Spectrum of complex waveform recovery
The results given above are assuming that the incident light is Gaussian spectrum, but actually the spectral shape of the incident light is often complex and irregular. For example, in geological exploration, detected target is mixed substance, and it requires the spectrometer with sufficient resolution to distinguish the different elements by characteristic spectrum. Figure 7 shows the result of a complex spectrum recovery, the frequency of spectral recovery ranged from 400 to 800 THz, the frequency resolution is 2 THz and the highest wavelength resolution is 0.94 nm.
Factors affecting spectrum reconstruction
We also analyze the impact factors for satisfactory reconstructions, which include: the sensitivity of the CCD, the signal-to-noise ratio (SNR) of the CCD, size and material of the spectrometer components, precision of fabrication technology. One may raise a question, i.e., whether is there a limit for each impact factor? In other word, whether does obvious distortion occur if an impact factor exceeds a limit? However, simulation results have shown that these factors are not isolated from each other. It is nearly impossible to state a range for the value of one factor because a satisfactory reconstruction depends on many parameters.

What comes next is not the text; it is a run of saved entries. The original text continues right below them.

PR #146, opened 2019-01-12
Support qname

caspermeijn:
These change add support for sending and receiving qnames. It adds a new KDQName class, this is used to represent the xml qname and the reader and writer are extended to support it.

I am not sure whether this will break existing code, as the soap qname are now represented as KDQName instead of QString. But qnames couldn't be fully used in the past, as the xml namespaces were not correctly passed to the reader/writer.

I am not sure whether this is the simplest solution. I am open for suggestion for simplifying it.

### DIFF
--- a/doc/CHANGES_1_8.txt
+++ b/doc/CHANGES_1_8.txt
@@ -30,6 +30,14 @@ Server-side:
 
 WSDL parser / code generator changes, applying to both client and server side:
 ================================================================
+* Source incompatible change: all deserialize() functions now require a KDSoapValue instead of a 
+    QVariant. If you use a deserialize(QVariant) function, you need to port your code to use 
+    KDSoapValue::setValue(QVariant) before deserialize()
+* Source incompatible change: all serialize() functions now return a KDSoapValue instead of a 
+    QVariant. If you use a QVariant serialize() function, you need to port your code to use 
+    QVariant KDSoapValue::value() after serialize()
+* Source incompatible change: xs:QName is now respresented by KDQName instead of QString, which 
+    allows the namespace to be extracted. The old behaviour is available via KDQName::qname().
 * Fix double-handling of empty elements
 * Fix fault elements being generated in the wrong namespace, must be SOAP-ENV:Fault (github issue #81).
 * Added import-path argument for setting the local path to get (otherwise downloaded) files from.
@@ -41,3 +49,5 @@ WSDL parser / code generator changes, applying to both client and server side:
 * Added "hasValueFor{MemberName}()" accessor function, for optional elements
 * Generated services now include soapVersion() and endpoint() accessors to match the setSoapVersion(...) and setEndpoint(...) mutators
 * Added support for generating messages for WSDL files without services or bindings
+* KDSoapValue now stores the namespace declarations during parsing of a message and writes 
+    namespace declarations during sending of a message
--- a/src/KDSoapClient/KDSoapValue.cpp
+++ b/src/KDSoapClient/KDSoapValue.cpp
@@ -367,6 +367,20 @@ QString KDSoapValue::type() const
     return d->m_typeName;
 }
 
+KDSoapValueList KDSoapValue::split() const
+{
+    KDSoapValueList valueList;
+    if (value().toString().trimmed().isEmpty()) return valueList;
+
+    const QStringList list = value().toString().split(QLatin1Char(' '));
+    for (int i = 0; i < list.count(); ++i) {
+        KDSoapValue value(*this);
+        value.setValue(list.at(i));
+        valueList << value;
+    }
+    return valueList;
+}
+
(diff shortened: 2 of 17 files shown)


src/KDSoapClient/KDSoapValue.cpp
```diff
@@ -367,6 +367,20 @@ QString KDSoapValue::type() const
     return d->m_typeName;
 }
 
+KDSoapValueList KDSoapValue::split() const
+{
+    KDSoapValueList valueList;
+    if (value().toString().trimmed().isEmpty()) return valueList;
```
dfaure-kdab: This line seems slow and unnecessary? Well, the trimmed() makes a difference, but I guess skipping empty list items in the for loop below would solve this too (more generically, even)?

src/KDSoapClient/KDSoapValue.cpp
```diff
@@ -367,6 +367,20 @@ QString KDSoapValue::type() const
...
+
+    const QStringList list = value().toString().split(QLatin1Char(' '));
+    for (int i = 0; i < list.count(); ++i) {
+        KDSoapValue value(*this);
+        value.setValue(list.at(i));
+        valueList << value;
```
dfaure-kdab: valueList.reserve(list.count()) should be done before the for loop, to minimize re-allocations.

src/KDSoapClient/KDSoapValue.cpp
```diff
@@ -285,6 +290,10 @@ void KDSoapValue::writeElementContents(KDSoapNamespacePrefixes &namespacePrefixe
 {
     const QVariant value = this->value();
 
+    foreach (QXmlStreamNamespaceDeclaration decl, d->m_namespaceDeclarations) {
```
dfaure-kdab: const & missing?

caspermeijn:
I believe there is no example of qname in the current tests. The best example I know is WS-Discovery. I opened another pull request, where I add a test for that. I will modify that test to show qname support as soon as #161 lands in master.

dfaure-kdab:
#161 is in master now :-)

caspermeijn:
I fixed a problem with namespaces defined by a parent element and added a unit test.

doc/CHANGES_1_8.txt
```diff
@@ -41,3 +41,4 @@ WSDL parser / code generator changes, applying to both client and server side:
 * Added "hasValueFor{MemberName}()" accessor function, for optional elements
 * Generated services now include soapVersion() and endpoint() accessors to match the setSoapVersion(...) and setEndpoint(...) mutators
 * Added support for generating messages for WSDL files without services or bindings
+* Added proper support for QNames, which will allow the namespace to be extracted
```
dfaure-kdab: This needs to be much more detailed so people know what to expect. I'd mention that the API for serialize/deserialize has changed to take/return KDSoapValue instead of QVariant, for one thing. Anyone using that will have to port their code.

And then the generated code changed API when using xs:QName -- but I guess before your earlier commit this wouldn't compile at all?

This changelog paragraph should start with "Source incompatible change:" so people know that this might happen, like CHANGES_1_5.txt does.

unittests/wsdl_document/test_wsdl_document.cpp
```diff
@@ -1060,7 +1060,7 @@ void WsdlDocumentTest::testSendTelegram()
 
     // Check the request as received by the server.
     const QByteArray expectedRequestXml =
-        QByteArray(xmlBegin) + "<TelegramRequest " + xmlNamespaces + ">"
+        QByteArray(xmlBegin) + "<TelegramRequest " + xmlNamespaces + " xmlns:n1=\"http://www.kdab.com/xml/MyWsdl/\">"
```
dfaure-kdab: (what's strange with this one is that n1 isn't actually used... doesn't hurt though, I guess)

doc/CHANGES_1_8.txt
caspermeijn: I replaced the changelog commit in this branch

doc/CHANGES_1_8.txt
```diff
@@ -30,6 +30,14 @@ Server-side:
 
 WSDL parser / code generator changes, applying to both client and server side:
 ================================================================
+* Source incompatible change: all deserialize() functions now require a KDSoapValue instead of a 
+    QVariant. If you use a deserialize(QVariant) function, you need to port your code to use 
+    KDSoapValue::setValue(QVariant) before deserialize()
+* Source incompatible change: all serialize() functions now return a KDSoapValue instead of a 
+    QVariant. If you use a QVariant serialize() function, you need to port your code to use 
+    QVariant KDSoapValue::value() after serialize()
+* Source incompatible change: xs:QName is now respresented by KDQName instead of QString, which
```
dfaure-kdab: respresented -> represented, I'll fix it after merge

To avoid obvious distortion and obtain satisfactory results, two rules must be satisfied:
1) The peak width of original spectrum should be at least larger than the reconstruction resolution. The resolution can be calculated by the spectrum range over the number of the frequency division. If the peak width is too narrow, it is too difficult to make the reconstruction curve smooth and continuous with Tikhonov regularization method and obvious distortion may occur.
2) The CCD pixels can separate the difference of two close interferometers. It is possible that two interferometers are different, but we get the same power from the CCD pixels with the two interferometers due to the poor SNR of CCD or small variation of step height or other reasons. If the CCD pixels obtain the same value from two expected different interferometers, it is difficult to solve the corresponding linear system hence obvious distortion may occur.
Conclusions
We have proposed a novel micro-spectrometer using a groove array, which is demonstrated by using FDTD simulations. The spectrometer relies on advanced nano technology and micro-electro-mechanical system. The proposed device is low-cost and easy to be fabricated for its simple structure. It can be used in complex environment measurements due to its static configuration. The proposed design takes advantage of the well-established CCD and precision moulding technologies to produce miniature, low-cost and high performance optical spectrometers, which may find applications in a wide range of areas.